(Excerpts from a dataset)

Content starts

PR #4499, opened 2025-06-02
refactor: cleanup code twice calling

ddevsr:
This is:

- [ ] a bugfix
- [ ] a new feature
- [x] refactoring
- [ ] additional unit tests

Checklist:

- [x] Code style is respected

Just refactoring trimming twice.

### DIFF
--- a/src/PhpSpreadsheet/Spreadsheet.php
+++ b/src/PhpSpreadsheet/Spreadsheet.php
@@ -608,7 +608,7 @@ class Spreadsheet implements JsonSerializable
      */
     public function removeSheetByIndex(int $sheetIndex): void
     {
-        $numSheets = count($this->workSheetCollection);
+        $numSheets = $this->getSheetCount();
         if ($sheetIndex > $numSheets - 1) {
             throw new Exception(
                 "You tried to remove a sheet by the out of bounds index: {$sheetIndex}. The actual number of sheets is {$numSheets}."
@@ -660,10 +660,9 @@ class Spreadsheet implements JsonSerializable
      */
     public function getSheetByName(string $worksheetName): ?Worksheet
     {
-        $worksheetCount    = count($this->workSheetCollection);
         $trimWorksheetName = trim($worksheetName, "'");
 
-        for ($i = 0; $i < $worksheetCount; ++$i) {
+        for ($i = 0; $i < $this->getSheetCount(); ++$i) {
             if (strcasecmp($this->workSheetCollection[$i]->getTitle(), $trimWorksheetName) === 0) {
                 return $this->workSheetCollection[$i];
             }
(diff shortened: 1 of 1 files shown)


src/PhpSpreadsheet/Spreadsheet.php
```diff
@@ -608,7 +608,7 @@ public function addSheet(Worksheet $worksheet, ?int $sheetIndex = null, bool $re
      */
     public function removeSheetByIndex(int $sheetIndex): void
     {
-        $numSheets = count($this->workSheetCollection);
+        $numSheets = $this->getSheetCount();
```
oleibman, line 611: This change seems to add a small amount of overhead through an additional function call. What compensatory advantage do you see that would make this worthwhile?

src/PhpSpreadsheet/Spreadsheet.php
```diff
@@ -660,9 +660,10 @@ public function getAllSheets(): array
      */
     public function getSheetByName(string $worksheetName): ?Worksheet
     {
-        $worksheetCount = count($this->workSheetCollection);
-        for ($i = 0; $i < $worksheetCount; ++$i) {
-            if (strcasecmp($this->workSheetCollection[$i]->getTitle(), trim($worksheetName, "'")) === 0) {
+        $trimWorksheetName = trim($worksheetName, "'");
+
+        for ($i = 0; $i < $this->getSheetCount(); ++$i) {
```
oleibman, line 665: This absolutely adds overhead by moving a function call from outside the loop to inside. It will definitely not be approved.

src/PhpSpreadsheet/Spreadsheet.php
```diff
@@ -660,9 +660,10 @@ public function getAllSheets(): array
...
+            if (strcasecmp($this->workSheetCollection[$i]->getTitle(), $trimWorksheetName) === 0) {
```
oleibman, line 666: This one, however, does improve things a bit by moving a function call from inside the loop to outside. I would certainly be okay with including this part.

src/PhpSpreadsheet/Spreadsheet.php
```diff
@@ -790,8 +791,8 @@ public function setActiveSheetIndexByName(string $worksheetName): Worksheet
     public function getSheetNames(): array
     {
         $returnValue = [];
-        $worksheetCount = $this->getSheetCount();
-        for ($i = 0; $i < $worksheetCount; ++$i) {
+
+        for ($i = 0; $i < $this->getSheetCount(); ++$i) {
```
oleibman, line 795: Once again, you are moving a function call from outside the loop to inside. This part of the change will not be approved.

src/PhpSpreadsheet/Spreadsheet.php
oleibman: Reverted in latest commit.

src/PhpSpreadsheet/Spreadsheet.php
oleibman: Reverted in latest commit.

src/PhpSpreadsheet/Spreadsheet.php
oleibman: Reverted in latest commit.

oleibman:

PR #4503, opened 2025-06-06
AutoColor for LibreOffice Dark Mode

oleibman:
See discussion #4502. I am not sure of what needs to be involved here. This is especially so because Excel also offers AutoColor, but its dark mode looks significantly different than LibreOffice's.

So here's what I've come up with thus far.
- Add boolean autoColor with setter and getter to Font.
- If autoColor is true, ODS writer and XLSX Writer will record it in the xml, and will not write a font color. It is possible that both can co-exist; I'm just not sure how they are supposed to interact if that is the case.
- It makes most sense to me if the spreadsheet's default font specifies autoColor, but PhpSpreadsheet will not insist on that.
- Xlsx Reader will process autoColor. Like most other styles, Ods Reader is not yet set up to handle it.
- LibreOffice Calc should follow the autoColor declarations when it reads either an Xlsx or Ods spreadsheet created by PhpSpreadsheet.

This is:

- [ ] a bugfix
- [x] a new feature
- [ ] refactoring
- [ ] additional unit tests

Checklist:

- [x] Code style is respected

### DIFF
--- a/src/PhpSpreadsheet/Reader/Xlsx/Styles.php
+++ b/src/PhpSpreadsheet/Reader/Xlsx/Styles.php
@@ -136,6 +136,12 @@ class Styles extends BaseParserClass
             $attr = $this->getStyleAttributes($fontStyleXml->scheme);
             $fontStyle->setScheme((string) $attr['val']);
         }
+        if (isset($fontStyleXml->auto)) {
+            $attr = $this->getStyleAttributes($fontStyleXml->auto);
+            if (isset($attr['val'])) {
+                $fontStyle->setAutoColor(self::boolean((string) $attr['val']));
+            }
+        }
     }
 
     private function readNumberFormat(NumberFormat $numfmtStyle, SimpleXMLElement $numfmtStyleXml): void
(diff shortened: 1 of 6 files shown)


fwiep:
Yes! For me, this works exactly as expected.

The generated text has no preset color and is therefore rendered in perfect contrast to the cell's background. Be it dark on light or (as in my case) light on dark.

For my own reference, here's how I tested this PR manually:

1. clone the PhpSpreadsheet Github repository (`git clone "https://github.com/PHPOffice/PhpSpreadsheet.git"`)
2. change into the directory (`cd PhpSpreadsheet`)
3. install dependencies (`composer install`)
4. download PR as patch file by appending `.patch` to its URL: `https://github.com/PHPOffice/PhpSpreadsheet/pull/4503.patch`
5. apply the patch: `patch -p 1 < /path/to/4503.patch`
6. add `$spreadsheet->getActiveSheet()->getStyle('A')->getFont()->setAutoColor(true);` to `samples/Basic/01_Simple.php`
7. run sample: `php -f samples/Basic/01_Simple.php`

In the generated sample, column `A` has the font color indeed set to Automatic (or at least, is not preset to black).

Thanks! Kind regards,
FWieP

PR #4513, opened 2025-06-18
Re-implement ASC function and add unit tests

internauticos:
This commit re-implements the `ASC` spreadsheet function, which converts full-width (double-byte) characters to their corresponding half-width (single-byte) characters. This work is being recommitted to a new branch to incorporate recent updates from the master branch.

The implementation resides in the `TextData` class, and the `Calculation` class has been updated to delegate calls to `ASC` to this implementation.

Unit tests have been included in `TextDataTest.php` to cover various scenarios:
- Full-width alphanumeric characters.
- Full-width symbols.
- Mixed full-width and half-width characters.
- Empty strings.
- Boolean and numeric inputs.
- Japanese Katakana and Hiragana characters.

This is:

- [ ] a bugfix
- [ ] a new feature
- [ ] refactoring
- [ ] additional unit tests

Checklist:

- [ ] Code style is respected


oleibman:
I thought I posted this earlier, but I don't see it. So I'll try again. I assume you will be able to straighten out your change so that it only changes a few members instead of the 3,121 (!) this affects. But, before you do, I'm interested in one of your test cases.
```
['ｶﾀｶﾅ', '=ASC("カタカナ")'], // Full-width Katakana to half-width
```
Here's what I see when I try this in Excel:
image

The output seems to match the input; it hasn't been changed from full-width to half-width. There may be many possible explanations for why this doesn't agree with your test case, including font or system options. Do you have any explanation for why my Excel doesn't match your expectation?

oleibman:
Likewise, I don't think I duplicate your results for mb_convert_kana. Here's what I see on both Windows and Linux.
image
The Latin double-width characters are converted, but not the katakana characters.

oleibman:
I'm sure there's some difference in our systems that accounts for the differences in both Excel and Php. Whatever that difference is, I would consider it a show-stopper - we don't want our results to vary from system to system. Additionally, I think ASC probably handles Chinese and Korean characters which this PR would not cover. So I am going to close this PR in favor of another approach which I am going to push very soon.

oleibman:
Superseded by PR #4544. That PR is not as complete a solution as you might like, but I hope it will be useful. For the reasons explained above, we cannot move forward with this PR.

PR #4514, opened 2025-06-19
Allow Xlsx Reader to Specify ParseHuge Master

### LINKED ISSUE #4260: BC since Settings::libXmlLoaderOptions is ignored
This is:

```
- [x] a bug report
- [ ] a feature request
```

Currently, we use the `Settings::setLibXmlLoaderOptions()` function to use the constant `LIBXML_PARSEHUGE`
While we added this 4 years ago and I can hardly find which files we are receiving is using this functionality, I would like to be sure that updating the library will not cause a BC on our side, since it was removed in the #4233 
Is it something that was considered, do we have another way to allow to parse huge XML files?

Huge XLXS files can be parsed with the library

- [x] Reader
- [ ] Writer
- [ ] Styles
- [ ] Data Validations
- [ ] Formula Calculations
- [ ] Charts
- [ ] AutoFilter
- [ ] Form Elements

Format using XML files

oleibman:
Fix #4260. A number of Security Advisories related to libxml_options were opened. In the end, we disabled the ability to specify any libxml_options. However, some users were adversely affected because they needed LIBXML_PARSEHUGE for some of their files. Having finally obtained access to a file demonstrating this problem, we can restore this ability.
- The operation is potentially dangerous, a vector for memory leaks and out-of-memory errors. It is not recommended unless absolutely needed.
- It will not be permitted as a global (static) property with the ability to adversely affect other users on the same server.
- It will instead be implemented as an instance property of Xlsx Reader (default to false), with a setter. I do not see a use case for a getter.
- People will need to set this property individually for each file which they think needs it.
- This change will be backported to all supported releases.
- The sheer size and processing time for the file involved makes it impractical to add a formal test case. It has, nevertheless, been tested satisfactorily.

This is:

- [x] a bugfix
- [ ] a new feature
- [ ] refactoring
- [ ] additional unit tests

Checklist:

- [x] Code style is respected

### DIFF
--- a/CHANGELOG.md
+++ b/CHANGELOG.md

Content ends

**Work to be completed:** Reproduce each line of the data containing the word "users".

**Problem solution:**
Fix #4260. A number of Security Advisories related to libxml_options were opened. In the end, we disabled the ability to specify any libxml_options. However, some users were adversely affected because they needed LIBXML_PARSEHUGE for some of their files. Having finally obtained access to a file demonstrating this problem, we can restore this ability.
- It will not be permitted as a global (static) property with the ability to adversely affect other users on the same server.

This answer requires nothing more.